Fox Hunting Is Still Terrorizing Wildlife Despite UK Ban, Charity Warns

The devastating effect of illegal hunting is being felt across the UK


3 Minutes Read

A young fox peeking out from under a log in England - Media Credit: Adobe Stock

An animal welfare charity has warned that fox hunting is having a “shocking impact” on native wildlife and rural communities in Britain.

The claim comes from League Against Cruel Sports (LACS). The organization collects data on suspected illegal hunting every year, including via its Animal Crimewatch service.

Its latest findings included 180 reports related to suspected illegal hunting across 40 counties in the UK. The highest number of incidences took place in Dorset, Gloucestershire, Warwickshire, Devon, and Somerset.

These come despite fox hunting being banned, as per the 2004 Hunting Act.

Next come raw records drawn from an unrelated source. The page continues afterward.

PR #902, opened 2023-12-19
[PLA-12982] Deprecate branch access by version ID, in favor of root ID and version

anoto-moniz:
# Citrine Python PR

## Description 
The branch version ID isn't exposed in the UI, so its use in the SDK is confusing to users, especially since there's nothing to distinguish it from the branch root ID. Additionally, there are some places in the SDK where we require the branch root ID. Also, the predictor and table collections use a root ID plus a version number. As such, the simplest interface from a user perspective is to do the same for branches.

With the branch collection, this is easy. We just deprecate referring to a branch by its version ID, in favor of using the branch root ID and version number (or the string `latest` in some places). Since the backend isn't changing, this will incur an extra GET request for most requests, as many of the APIs still operate on the version ID, so the client must look it up. But in practice, it's so small as to be negligible.

But we also have to adapt the `DesignWorkflow` object to work on the root ID and version from a user perspective, while maintaining the version ID behind the scenes. This is slightly trickier due to the interface and possible interactions (it becomes simpler when we can remove `branch_id` in 3.0). With no changes to the backend, this will incur two additional requests on some calls: one to retrieve the branch ID on request, and one to retrieve the root ID and version on response. But again, this usually doesn't result in a noticeable slowdown.

The one exception is if they're listing all the design workflows. Since it needs to look up each one's root ID and version, even though it takes minimal time for each, they add up. To alleviate this, we could tweak the backend to add branch root ID and branch version to the design workflow payload. But for now, the slowdown doesn't seem significant enough to overrule ease of use.

### PR Type:


anoto-moniz:
Full e2e run against development-e2e: https://jenkins.corp.citrine.io/job/nextgen-ITs/43111/

src/citrine/resources/branch.py
```diff
@@ -142,9 +222,12 @@ def list(self, *, per_page: int = 20) -> Iterator[Branch]:
         Returns
         -------
         Iterator[Branch]
-            Active branches in this collection.
+            All branches in this collection.
 
         """
+        warnings.warn("Beginning in the 3.0 release, this method will only list unarchived "
```
anoto-moniz, line 228: That it listed all branches conflicted with the documentation, and also doesn't match the approach taken in our other collections.

src/citrine/resources/design_workflow.py
```diff
@@ -18,10 +19,34 @@ class DesignWorkflowCollection(Collection[DesignWorkflow]):
...
+                 branch_root_id: Optional[UUID] = None,
+                 branch_version: Optional[int] = None):
         self.project_id: UUID = project_id
         self.session: Session = session
-        self.branch_id: UUID = branch_id
+        self.branch_root_id: UUID = branch_root_id
+        self.branch_version: int = branch_version
+
+    def _resolve_branch_root_and_version(self, workflow):
+        from citrine.resources.branch import BranchCollection
```
anoto-moniz, line 33: Since branches can also list the design workflows on them, importing this at the top of the file results in a circular dependency.

src/citrine/resources/experiment_datasource.py
```diff
@@ -106,7 +107,8 @@ def build(self, data: dict) -> ExperimentDataSource:
 
     def list(self, *,
              per_page: int = 100,
-             branch_id: Optional[UUID] = None,
+             branch_id: Optional[Union[UUID, str]] = None,
+             branch_version_id: Optional[Union[UUID, str]] = None,
```
anoto-moniz, line 111: The naming of this parameter was misleading, so much so that the documentation was wrong, although its use was correct.

kroenlein (approved):
That's a lot work work 🙇.  Generally looks good, but I have not done as detailed a cross check as I might.  Ping me if you'd prefer a v. detailed check.

requirements.txt
```diff
@@ -1,4 +1,4 @@
-gemd==1.15.0
+gemd==1.16.0
```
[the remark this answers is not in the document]
anoto-moniz: Correct.

requirements.txt
```diff
@@ -10,3 +10,4 @@ botocore==1.20.95
 deprecation==2.1.0
 urllib3==1.26.18
 tqdm==4.62.3
+pint==0.18
```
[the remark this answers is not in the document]
anoto-moniz: Since the constraint on pint wasn't present in gemd 1.16.0, a clean install (such as our tests do) results in 0.23 being downloaded, and thus errors. And when I tried pinning it at 0.20, I also got errors, I think because they dropped 3.7 support.

So this will go away once I do https://citrine.atlassian.net/browse/PLA-13742, which I will be starting on today.

src/citrine/informatics/workflows/design_workflow.py
```diff
@@ -62,3 +71,36 @@ def design_executions(self) -> DesignExecutionCollection:
...
+                details="Please use the branch_root_id and branch_version instead.")
+    def branch_id(self):
+        """[deprecated] Retrieve the version ID of the branch this workflow is on."""
+        return self._branch_id
+
+    @branch_id.setter
+    @deprecated(deprecated_in="2.42.0", removed_in="3.0.0",
+                details="Please set the branch_root_id and branch_version instead.")
+    def branch_id(self, value):
+        self._branch_id = value
```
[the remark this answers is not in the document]
anoto-moniz: Hmmmmmmmm...I think this is an oversight on my part. They should still be able to set `branch_id` and have the exact same impact as before. So yes, setting it should blank `branch_root_id` and `branch_version`. And when registering or updating, we should use it if the root and version aren't set, and emit a deprecation warning.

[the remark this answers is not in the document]
anoto-moniz: Ah, I see where I got crossed up. It respects it for `update`, but not for `register`.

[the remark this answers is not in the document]
anoto-moniz: Ah, actually. I still think setting `branch_id` should mark the root ID and version as `None`. But note that it's actually handled properly in the collection. That is, when updating, it's used if `branch_root_id` and `branch_version` are `None`. And when registering, the version ID should come from the collection, not the payload.

The issue is that I mistakenly broke that element of the collection. I removed the `branch_id` field of the collection, instead of deprecating it. So I need to add it back, then handle it properly in the collection methods.

src/citrine/resources/branch.py
```diff
@@ -1,18 +1,25 @@
...
 from citrine._session import Session
+from citrine._utils.functions import migrate_deprecated_argument
 from citrine.exceptions import NotFound
 from citrine.resources.data_version_update import BranchDataUpdate, NextBranchVersionRequest
 from citrine.resources.design_workflow import DesignWorkflowCollection
 from citrine.resources.experiment_datasource import (ExperimentDataSourceCollection,
                                                      ExperimentDataSource)
 
 
+LATEST_VER = "latest"  # Refers to the most recently created branch version.
```
kroenlein, line 20: I'm presuming this is intended to be importable as a keyword.  If this is wrong, we should add a leading underscore.

There's a similar constant defined for "latest" in predictor.py.  Are these programmatically tied on the back end?

tests/resources/test_branch.py
```diff
@@ -9,8 +9,9 @@
 from citrine.exceptions import NotFound
 from citrine.resources.data_version_update import NextBranchVersionRequest, DataVersionUpdate, BranchDataUpdate
 from citrine.resources.branch import Branch, BranchCollection
```
kroenlein, line 11:
```suggestion
from citrine.resources.branch import Branch, BranchCollection, LATEST_VER
```
Remove hard-coded string.  Several suggestions to follow.

tests/resources/test_branch.py
```diff
@@ -426,16 +563,277 @@ def test_get_by_root_id(session, collection, branch_path):
...
-    with pytest.raises(NotFound) as exc:
-        collection.get_by_root_id(branch_root_id=root_id)
+    with pytest.deprecated_call():
+        with pytest.raises(NotFound) as exc:
+            collection.get_by_root_id(branch_root_id=root_id)
 
     # Then
     assert str(root_id) in str(exc)
     assert "branch root" in str(exc).lower()
     assert "latest" in str(exc).lower()
```
kroenlein, line 579:
```suggestion
    assert LATEST_VER.lower() in str(exc).lower()
```

tests/resources/test_experiment_datasource.py
```diff
@@ -91,25 +91,49 @@ def test_build(collection, erds_dict):
...
+    version_id = uuid.uuid4()
 
+    session.set_response({"response": []})
+
+    list(collection.list())
+    list(collection.list(branch_version_id=version_id))
+    list(collection.list(version=4))
+    list(collection.list(version="latest"))
+    list(collection.list(branch_version_id=version_id, version=12))
+    list(collection.list(branch_version_id=version_id, version="latest"))
```
kroenlein, line 103:
```suggestion
    list(collection.list(branch_version_id=version_id, version=LATEST_VER))
```

tests/resources/test_experiment_datasource.py
```diff
@@ -91,25 +91,49 @@ def test_build(collection, erds_dict):
...
+
+    assert session.calls == [
+        FakeCall(method='GET', path=erds_base_path, params={'per_page': 100, 'page': 1}),
+        FakeCall(method='GET', path=erds_base_path, params={'per_page': 100, "branch": str(version_id), 'page': 1}),
+        FakeCall(method='GET', path=erds_base_path, params={'per_page': 100, "version": 4, 'page': 1}),
+        FakeCall(method='GET', path=erds_base_path, params={'per_page': 100, "version": "latest", 'page': 1}),
+        FakeCall(method='GET', path=erds_base_path, params={'per_page': 100, "branch": str(version_id), "version": 12, 'page': 1}),
+        FakeCall(method='GET', path=erds_base_path, params={'per_page': 100, "branch": str(version_id), "version": "latest", 'page': 1})
```
kroenlein, line 111:
```suggestion
        FakeCall(method='GET', path=erds_base_path, params={'per_page': 100, "branch": str(version_id), "version": LATEST_VER, 'page': 1})
```

tests/resources/test_experiment_datasource.py
```diff
@@ -91,25 +91,49 @@ def test_build(collection, erds_dict):
...
     branch_id = uuid.uuid4()
 
     session.set_response({"response": []})
     
     list(collection.list())
-    list(collection.list(branch_id=branch_id))
+    with pytest.deprecated_call():
+        list(collection.list(branch_id=branch_id))
     list(collection.list(version=4))
     list(collection.list(version="latest"))
```
kroenlein, line 124:
```suggestion
    list(collection.list(version=LATEST_VER))
```

tests/resources/test_experiment_datasource.py
```diff
@@ -91,25 +91,49 @@ def test_build(collection, erds_dict):
...
-    list(collection.list(branch_id=branch_id, version=12))
-    list(collection.list(branch_id=branch_id, version="latest"))
+    with pytest.deprecated_call():
+        list(collection.list(branch_id=branch_id, version=12))
+    with pytest.deprecated_call():
+        list(collection.list(branch_id=branch_id, version="latest"))
```
kroenlein, line 128:
```suggestion
        list(collection.list(branch_id=branch_id, version=LATEST_VER))
```

tests/resources/test_experiment_datasource.py
```diff
@@ -91,25 +91,49 @@ def test_build(collection, erds_dict):
...
 
     assert session.calls == [
         FakeCall(method='GET', path=erds_base_path, params={'per_page': 100, 'page': 1}),
-        FakeCall(method='GET', path=erds_base_path, params={'per_page': 100, "branch": branch_id, 'page': 1}),
+        FakeCall(method='GET', path=erds_base_path, params={'per_page': 100, "branch": str(branch_id), 'page': 1}),
         FakeCall(method='GET', path=erds_base_path, params={'per_page': 100, "version": 4, 'page': 1}),
         FakeCall(method='GET', path=erds_base_path, params={'per_page': 100, "version": "latest", 'page': 1}),
```
kroenlein, line 134:
```suggestion
        FakeCall(method='GET', path=erds_base_path, params={'per_page': 100, "version": LATEST_VER, 'page': 1}),
```

tests/resources/test_experiment_datasource.py
```diff
@@ -91,25 +91,49 @@ def test_build(collection, erds_dict):
...
-        FakeCall(method='GET', path=erds_base_path, params={'per_page': 100, "branch": branch_id, "version": 12, 'page': 1}),
-        FakeCall(method='GET', path=erds_base_path, params={'per_page': 100, "branch": branch_id, "version": "latest", 'page': 1})
+        FakeCall(method='GET', path=erds_base_path, params={'per_page': 100, "branch": str(branch_id), "version": 12, 'page': 1}),
+        FakeCall(method='GET', path=erds_base_path, params={'per_page': 100, "branch": str(branch_id), "version": "latest", 'page': 1})
```
kroenlein, line 136:
```suggestion
        FakeCall(method='GET', path=erds_base_path, params={'per_page': 100, "branch": str(branch_id), "version": LATEST_VER, 'page': 1})
```

src/citrine/resources/branch.py
```diff
@@ -100,38 +108,110 @@ def build(self, data: dict) -> Branch:
...
+        if uid:
+            warnings.warn("Retrieving a branch by its version ID using .get() is deprecated. "
+                          "Please use .get_by_version_id().",
+                          DeprecationWarning)
+
+            if root_id:
+                raise ValueError("Please provide exactly one: the version ID or root ID.")
+            return self.get_by_version_id(version_id=uid)
+        elif root_id:
+            version = version or LATEST_VER
```
kroenlein, line 177:
```suggestion
            if version is None:
                version = LATEST_VER
```
The original behaves incorrectly with empty string.

src/citrine/resources/branch.py
```diff
@@ -167,43 +250,109 @@ def list_archived(self, *, per_page: int = 20) -> Iterator[Branch]:
...
+            The version of the branch. If provided, must either be a positive integer, or "latest".
+            Defaults to "latest".
 
         """
+        if uid:
+            warnings.warn("Archiving a branch by its version ID is deprecated. "
+                          "Please use its root ID and version number.",
+                          DeprecationWarning)
+        elif root_id:
+            version = version or LATEST_VER
```
kroenlein, line 305:
```suggestion
            if version is None:
                version = LATEST_VER
```

src/citrine/resources/branch.py
```diff
@@ -167,43 +250,109 @@ def list_archived(self, *, per_page: int = 20) -> Iterator[Branch]:
...
+            The version of the branch. If provided, must either be a positive integer, or "latest".
+            Defaults to "latest".
 
         """
+        if uid:
+            warnings.warn("Restoring a branch by its version ID is deprecated. "
+                          "Please use its root ID and version number.",
+                          DeprecationWarning)
+        elif root_id:
+            version = version or LATEST_VER
```
kroenlein, line 341:
```suggestion
            if version is None:
                version = LATEST_VER
```

src/citrine/resources/branch.py
```diff
@@ -231,9 +387,26 @@ def update_data(self,
...
+                warnings.warn("Updating a branch's data by its version ID is deprecated. "
+                              "Please use its root ID and version number.",
+                              DeprecationWarning)
+                branch = self.get_by_version_id(version_id=branch)
+            root_id = branch.root_id
+            version = branch.version
+        elif not root_id:
+            raise ValueError("Please provide exactly one: the version ID or root ID.")
+
+        version = version or LATEST_VER
```
kroenlein, line 408:
```suggestion
        if version is None:
            version = LATEST_VER
```

src/citrine/resources/branch.py
```diff
@@ -244,32 +417,57 @@ def update_data(self,
...
 
         """
+        if uid:
+            warnings.warn("Retrieving data updates for a branch by its version ID is deprecated. "
+                          "Please use its root ID and version number.",
+                          DeprecationWarning)
+            if root_id:
+                raise ValueError("Please provide exactly one: the version ID or root ID.")
+        elif root_id:
+            version = version or LATEST_VER
```
kroenlein, line 458:
```suggestion
            if version is None:
                version = LATEST_VER
```

src/citrine/resources/design_workflow.py
```diff
@@ -18,10 +20,44 @@ class DesignWorkflowCollection(Collection[DesignWorkflow]):
     _resource = DesignWorkflow
     _api_version = "v2"
 
-    def __init__(self, project_id: UUID, session: Session, branch_id: UUID = None):
+    def __init__(self,
+                 project_id: UUID,
+                 session: Session,
+                 branch_id: Optional[UUID] = None,
+                 branch_root_id: Optional[UUID] = None,
+                 branch_version: Optional[int] = None):
```
kroenlein, line 28: It doesn't make sense that these would all be positional arguments.  Allowing three is already outside [repo coding style](https://github.com/CitrineInformatics/citrine-python/blob/main/CONTRIBUTING.md#codestyle).  If you're migrating, we should probably do something like:
```suggestion
    def __init__(self,
                 project_id: UUID,
                 session: Session,
                 positional_branch_id: Optional[UUID] = None,
                 *,
                 branch_id: Optional[UUID] = None,
                 branch_root_id: Optional[UUID] = None,
                 branch_version: Optional[int] = None):
```
and throw a deprecation warning when the `positional_branch_id` argument is not None.  Alternatively, if you intend to support positional arguments for `branch_root_id` & `branch_version` and `branch_id` and `branch_root_id` are functionally interchangeable during the migration,
```suggestion
    def __init__(self,
                 project_id: UUID,
                 session: Session,
                 branch_root_id: Optional[UUID] = None,
                 branch_version: Optional[int] = None):
                 *,
                 branch_id: Optional[UUID] = None,
```
and deprecation is issued when branch_id is not None.

src/citrine/resources/design_workflow.py
```diff
@@ -18,10 +20,44 @@ class DesignWorkflowCollection(Collection[DesignWorkflow]):
...
         self.project_id: UUID = project_id
         self.session: Session = session
-        self.branch_id: UUID = branch_id
+
+        if branch_id:
```
kroenlein, line 32:
```suggestion
        if branch_id is not None:
```

src/citrine/resources/design_workflow.py
```diff
@@ -18,10 +20,44 @@ class DesignWorkflowCollection(Collection[DesignWorkflow]):
...
+            warnings.warn("Constructing the design workflow interface by its parent branch's "
+                          "version ID is deprecated. Please use its root ID and version number.",
+                          DeprecationWarning)
+            if branch_root_id:
```
kroenlein, line 36:
```suggestion
            if branch_root_id is not None:
```

src/citrine/resources/design_workflow.py
```diff
@@ -42,23 +78,30 @@ def register(self, model: DesignWorkflow) -> DesignWorkflow:
...
 
         """
-        if self.branch_id is None:
-            # There are a number of contexts in which hitting design workflow endpoints without a
-            # branch ID is valid, so only this particular usage is deprecated.
-            msg = ('A design workflow must be created with a branch. Please use'
-                   'branch.design_workflows.register() instead of '
-                   'project.design_workflows.register().')
-            raise RuntimeError(msg)
+        if self.branch_root_id is None or self.branch_version is None:
```
kroenlein, line 81: Does is ever make sense to have one set and the other not?

kroenlein (approved):
One significant question about a method signature and some falsity check best practice questions.

src/citrine/resources/branch.py
anoto-moniz: Yes, it is intended to be public, like the similar one in predictors. But no, they're not tied together on the backend.

tests/resources/test_branch.py
anoto-moniz: This would be bad practice. It would mean if we screwed up the string in `branch.LATEST_VER`, the tests wouldn't catch it.

That being said, it's not the worst idea to define an independent constant in the test file.

src/citrine/resources/branch.py
anoto-moniz: No it doesn't. If the user provides an empty string, we should treat that the same as `None`.

tests/resources/test_branch.py
anoto-moniz: This would be bad practice. It would mean if we screwed up the string in branch.LATEST_VER, the tests wouldn't catch it.

That being said, it's not the worst idea to define an independent constant in the test file.

src/citrine/resources/design_workflow.py
anoto-moniz: I'm not sure if any of our other collection constructors have keyword-only parameters. But maybe they should?

In any case, sure, I'll make the new args kw-only. But since we're deprecating `branch_id`, I'm going to leave it as is.

src/citrine/resources/design_workflow.py
anoto-moniz: This just depends on how aggressively we want to raise the deprecation warning. My thought is that since other things will catch it and fail downstream, I'm not concerned. Plus, if users are constructing their own `DesignWorkflowCollection`, they're already using the SDK in an unorthodox way.

src/citrine/resources/design_workflow.py
anoto-moniz: Similar to above.

src/citrine/resources/design_workflow.py
anoto-moniz: No. Programmatically, it can happen, but in the context of the collection, we always want them both set.

kroenlein (approved):
I would have preferred we were importing the constant into the tests rather than hard-coded, but that's personal preference and what's here works fine.

anoto-moniz:
> I would have preferred we were importing the constant into the tests rather than hard-coded, but that's personal preference and what's here works fine.

See my comment here: https://github.com/CitrineInformatics/citrine-python/pull/902#discussion_r1434009315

In addition to illegally taking the lives of thousands of foxes, hunting parties also impact local people and other animals. According to LACS, reports of hunts intimidating individuals, impacting railway lines and roads, and harassing farmed and companion animals are commonplace.

“These incidents clearly show the impact hunting has on rural communities, as well as wildlife, despite it being banned,” Chris Luffingham, director of external affairs for League Against Cruel Sports said in a statement.

“It’s time for change and to strengthen legislation to properly ban hunting and end this brutal and sordid so-called sport once and for all.”

The charity states that it has seen numerous accounts of potential hunt activities, on private and public land, during the latest fox “cubbing” season. This runs from August to October, and sees hunts encouraging their dog packs to seek out and kill young foxes. This is entertained to give dogs a taste for killing larger specimens. It is estimated that up to 10,000 fox cubs are brutally killed by hunters each year.

A fox standing on a rock in the river
Adobe Stock Foxes and their cubs are often brutally killed during hunts

Why is fox hunting still happening?

The 2004 Hunting Act made it illegal to hunt certain mammals with dogs. These include foxes, hares, mink, and deer. It covers England and Wales, with Scotland implementing its own ban in 2002.

Since it was brought in, the law has faced fierce criticism from pro-hunting lobbies, which have sought to abolish or weaken the legislation. Having been unsuccessful, hunting groups have taken to exploiting loopholes to continue participating in bloodsports.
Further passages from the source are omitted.